=== How to complete this task ===
Collect all lines below with the string "proper".

=== Dataset entries ===
Issue #69, opened 2020-03-27
Add versions.tf support


kpucynski:
For now TF version to switch can be automatically taken from `.tfswitchrc` or `.terraform-version` files.
In the meantime `versions.tf` file became de facto standard for  TF version control.
It would be very useful to use already existing `required_version` from terraform code instead of duplicating this info in separate file(s).

warrensbox:
I will look at this today

warrensbox:
@kinowarrior Does your versions.tf look something like this:   
```
terraform {
  required_version = ">= 0.12.9"

  required_providers {
    aws        = ">= 2.52.0"
    local      = ">= 1.2"
    null       = ">= 2.1"
    template   = ">= 2.1"
    random     = ">= 2.1"
    kubernetes = ">= 1.11.1"
  }
}
```

kpucynski:
I've created PR with code that checks *.tf for required version and uses it if found.

warrensbox:
Not released yet. I am still testing the changes.

warrensbox:
### Use version.tf file  
If a .tf file with the terraform constrain is included in the current directory, it should automatically download or switch to that terraform version. For example, the following should automatically switch terraform to version `0.12.24`:     
```
terraform {
  required_version = ">= 0.12.9"

  required_providers {
    aws        = ">= 2.52.0"
    kubernetes = ">= 1.11.1"
  }
}
```
<img src="https://s3.us-east-2.amazonaws.com/kepler-images/warrensbox/tfswitch/versiontf.gif" alt="drawing" style="width: 170px;"/>

warrensbox:
@kpucynski your changes are released. You can upgrade with:   
Homebrew - `brew upgrade warrensbox/tap/tfswitch `.  
Other linux systems - `curl -L https://raw.githubusercontent.com/warrensbox/terraform-switcher/release/install.sh | bash
`   

Thank you for contributing!

kpucynski:
@warrensbox thanks! :)

PR #72, opened 2020-04-03
Support reading required version from TF code.

kpucynski:
Solves #69

### DIFF
--- a/main.go
+++ b/main.go
@@ -22,11 +22,20 @@ import (
 	"io/ioutil"
 	"log"
 	"os"
+	"sort"
 	"strings"
+
+	"github.com/Masterminds/semver"
+
+	// original hashicorp upstream have broken dependencies, so using fork as workaround
+	// TODO: move back to upstream
+	"github.com/kiranjthomas/terraform-config-inspect/tfconfig"
+	//	"github.com/hashicorp/terraform-config-inspect/tfconfig"
 
 	"github.com/manifoldco/promptui"
 	"github.com/pborman/getopt"
 	"github.com/spf13/viper"
+
 	lib "github.com/warrensbox/terraform-switcher/lib"
 )
 
@@ -121,6 +130,49 @@ func main() {
 					os.Exit(1)
 				}
 			}
+		} else if module, _ := tfconfig.LoadModule(dir); len(module.RequiredCore) >= 1 && len(args) == 0 { //if there is required_version defined in TF code, and no commmand line arguments
+			tfversion := ""
+
+			// we skip duplicated definitions and use only first one
+			tfconstraint := module.RequiredCore[0]
+			tflist, _ := lib.GetTFList(hashiURL, true)
+			fmt.Printf("Reading required version from terraform code, constraint: %s\n", tfconstraint)
+			//fmt.Printf("Available versions: %#v\n", tflist)
+
+			c, err := semver.NewConstraint(tfconstraint)
+			if err != nil {
+				fmt.Println("Error parsing constraint:", err)
+				return
+			}
+			vs := make([]*semver.Version, len(tflist))
+			for i, r := range tflist {
+				v, err := semver.NewVersion(r)
+				if err != nil {
+					fmt.Printf("Error parsing version: %s", err)
+				}
+
+				vs[i] = v
+			}
+
+			sort.Sort(semver.Collection(vs))
+
+			for i := range vs {
+				// Validate a version against a constraint.
+				// Take highest version that matches
+				if c.Check(vs[len(vs)-1-i]) {
+					tfversion = string(vs[len(vs)-1-i].String())
+					fmt.Printf("Matched version: %s\n", tfversion)
+
+					if lib.ValidVersionFormat(tfversion) { //check if version is correct
+						lib.Install(string(tfversion), *custBinPath)
+					} else {
+						fmt.Println("Invalid terraform version format. Format should be #.#.# or #.#.#-@# where # is numbers and @ is word characters. For example, 0.11.7 and 0.11.9-beta1 are valid versions")
+						os.Exit(1)
+					}
+				}
+			}
+
+			fmt.Println("No version found to match constraint.")
 
 		} else if _, err := os.Stat(rcfile); err == nil && len(args) == 0 { //if there is a .tfswitchrc file, and no commmand line arguments
 			fmt.Printf("Reading required terraform version %s \n", rcFilename)
--- a/main.go
+++ b/main.go
@@ -130,41 +130,41 @@ func main() {
 					os.Exit(1)
 				}
 			}
-		} else if module, _ := tfconfig.LoadModule(dir); len(module.RequiredCore) >= 1 && len(args) == 0 { //if there is required_version defined in TF code, and no commmand line arguments
+		} else if module, _ := tfconfig.LoadModule(dir); len(module.RequiredCore) >= 1 && len(args) == 0 { //if there is a .tfswitchrc file, and no commmand line arguments
 			tfversion := ""
 
 			// we skip duplicated definitions and use only first one
 			tfconstraint := module.RequiredCore[0]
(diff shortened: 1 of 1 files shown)


main.go
```diff
@@ -121,6 +130,49 @@ func main() {
...
+			for i, r := range tflist {
+				v, err := semver.NewVersion(r)
+				if err != nil {
+					fmt.Printf("Error parsing version: %s", err)
+				}
+
+				vs[i] = v
+			}
+
+			sort.Sort(semver.Collection(vs))
```
jellonek, line 157: If you would use https://golang.org/pkg/sort/#Reverse you could later iterate "in normal way" over elements, instead of using this index based notation.

main.go
```diff
@@ -121,6 +130,49 @@ func main() {
...
+
+			for i := range vs {
+				// Validate a version against a constraint.
+				// Take highest version that matches
+				if c.Check(vs[len(vs)-1-i]) {
+					tfversion = string(vs[len(vs)-1-i].String())
+					fmt.Printf("Matched version: %s\n", tfversion)
+
+					if lib.ValidVersionFormat(tfversion) { //check if version is correct
+						lib.Install(string(tfversion), *custBinPath)
```
jellonek, line 167: Shouldn't there be used `break`, or you want intentionally to install multiple versions?

main.go
```diff
@@ -121,6 +130,49 @@ func main() {
...
+					} else {
+						fmt.Println("Invalid terraform version format. Format should be #.#.# or #.#.#-@# where # is numbers and @ is word characters. For example, 0.11.7 and 0.11.9-beta1 are valid versions")
+						os.Exit(1)
+					}
+				}
+			}
+
+			fmt.Println("No version found to match constraint.")
```
jellonek, line 175: Isn't that an error? If so - missing `os.Exit(1)`.

main.go
```diff
@@ -121,6 +130,50 @@ func main() {
 					os.Exit(1)
 				}
 			}
+		} else if module, _ := tfconfig.LoadModule(dir); len(module.RequiredCore) >= 1 && len(args) == 0 { //if there is a .tfswitchrc file, and no commmand line arguments
+			tfversion := ""
+
+			// we skip duplicated definitions and use only first one
+			tfconstraint := module.RequiredCore[0]
+			tflist, _ := lib.GetTFList(hashiURL, true)
```
mlynekt, line 138: Bare boolean values in function call arguments are unclear at best. Please declare an variable with meaningful name and use it here.

main.go
```diff
@@ -121,6 +130,49 @@ func main() {
...
+			if err != nil {
+				fmt.Println("Error parsing constraint:", err)
+				return
+			}
+			vs := make([]*semver.Version, len(tflist))
+			for i, r := range tflist {
+				v, err := semver.NewVersion(r)
+				if err != nil {
+					fmt.Printf("Error parsing version: %s", err)
+				}
```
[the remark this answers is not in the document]
mlynekt: Please correct me if I am wrong but, in my opinion, skipping version in wrong format with proper warning log would be more desirable by an user. If you choose so, please remember to create a 0 length `vs` slice and append to it.

main.go
```diff
@@ -121,6 +130,50 @@ func main() {
...
 			}
+		} else if module, _ := tfconfig.LoadModule(dir); len(module.RequiredCore) >= 1 && len(args) == 0 { //if there is a .tfswitchrc file, and no commmand line arguments
+			tfversion := ""
+
+			// we skip duplicated definitions and use only first one
+			tfconstraint := module.RequiredCore[0]
+			tflist, _ := lib.GetTFList(hashiURL, true)
+			fmt.Printf("Reading required version from terraform code, constraint: %s\n", tfconstraint)
+
+			c, err := semver.NewConstraint(tfconstraint)
```
mlynekt, line 141: `c` is used too far from its declaration thus I suggest a more descriptive name.

main.go
```diff
@@ -121,6 +130,50 @@ func main() {
 					os.Exit(1)
 				}
 			}
+		} else if module, _ := tfconfig.LoadModule(dir); len(module.RequiredCore) >= 1 && len(args) == 0 { //if there is a .tfswitchrc file, and no commmand line arguments
+			tfversion := ""
```
mlynekt, line 134: This line is not needed. Please delete it.

main.go
```diff
@@ -121,6 +130,50 @@ func main() {
...
+
+				vs[i] = v
+			}
+
+			sort.Sort(sort.Reverse(semver.Collection(vs)))
+
+			for _, element := range vs {
+				// Validate a version against a constraint.
+				if c.Check(element) {
+					tfversion = string(element.String())
```
mlynekt, line 162: `element.String()` should return a `string` so no need to cast.

main.go
```diff
@@ -121,6 +130,50 @@ func main() {
...
+					fmt.Printf("Matched version: %s\n", tfversion)
+
+					if lib.ValidVersionFormat(tfversion) {
+						lib.Install(string(tfversion), *custBinPath)
```
mlynekt, line 166: ditto

main.go
```diff
@@ -121,6 +130,50 @@ func main() {
...
+						break
+					} else {
+						fmt.Println("Invalid terraform version format. Format should be #.#.# or #.#.#-@# where # is numbers and @ is word characters. For example, 0.11.7 and 0.11.9-beta1 are valid versions")
+						os.Exit(1)
+					}
+				}
+			}
+
+			fmt.Println("No version found to match constraint.")
+			os.Exit(1)
```
mlynekt, line 176: But now, correct flow will also print this msg and exit with code 1. One way of doing this correctly will be to declare `isVersionFound := false` before the loop, set it `true` before the `break` and check it after the loop.

main.go
```diff
@@ -121,6 +130,50 @@ func main() {
...
+			if err != nil {
+				fmt.Println("Error parsing constraint:", err)
+				os.Exit(1)
+			}
+			vs := make([]*semver.Version, len(tflist))
+			for i, r := range tflist {
+				v, err := semver.NewVersion(r)
+				if err != nil {
+					fmt.Printf("Error parsing version: %s", err)
+					os.Exit(1)
```
mlynekt, line 151: Please correct me if I am wrong but, in my opinion, skipping version in wrong format with proper warning log would be more desirable by an user. If you choose so, please remember to create a 0 length `vs` slice and append to it.

main.go
warrensbox: Can you elaborate?

main.go
warrensbox: Correct

main.go
warrensbox: The break is not necessary because the install function(**lib.Install(string(tfversion), *custBinPath)**) will exit if it is successful or fail if it is unsuccessful:
 For loop:
```
for _, element := range vs {
				// Validate a version against a constraint.
				if c.Check(element) {
					tfversion = string(element.String())
					fmt.Printf("Matched version: %s\n", tfversion)

					if lib.ValidVersionFormat(tfversion) {
						lib.Install(string(tfversion), *custBinPath) //will exit if it is successful or fail if it is unsuccessful
						break // Not needed
					} else {
						fmt.Println("Invalid terraform version format. Format should be #.#.# or #.#.#-@# where # is numbers and @ is word characters. For example, 0.11.7 and 0.11.9-beta1 are valid versions")
						os.Exit(1)
					}
				}
			}
```

See the install function:
```
func Install(tfversion string, binPath string) {
  .  
  os.Exit(1) // if something is unsuccessful 
  .  
  . 
  os.Exit(0)// if all is good
} 
```

main.go
warrensbox: What do you mean by this?  
Do you mean we do not exit 1 when there's a wrong format?

main.go
warrensbox: updated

=== Result of this task ===
mlynekt: Please correct me if I am wrong but, in my opinion, skipping version in wrong format with proper warning log would be more desirable by an user. If you choose so, please remember to create a 0 length `vs` slice and append to it.
mlynekt, line 151: Please correct me if I am wrong but, in my opinion, skipping version in wrong format with proper warning log would be more desirable by an user. If you choose so, please remember to create a 0 length `vs` slice and append to it.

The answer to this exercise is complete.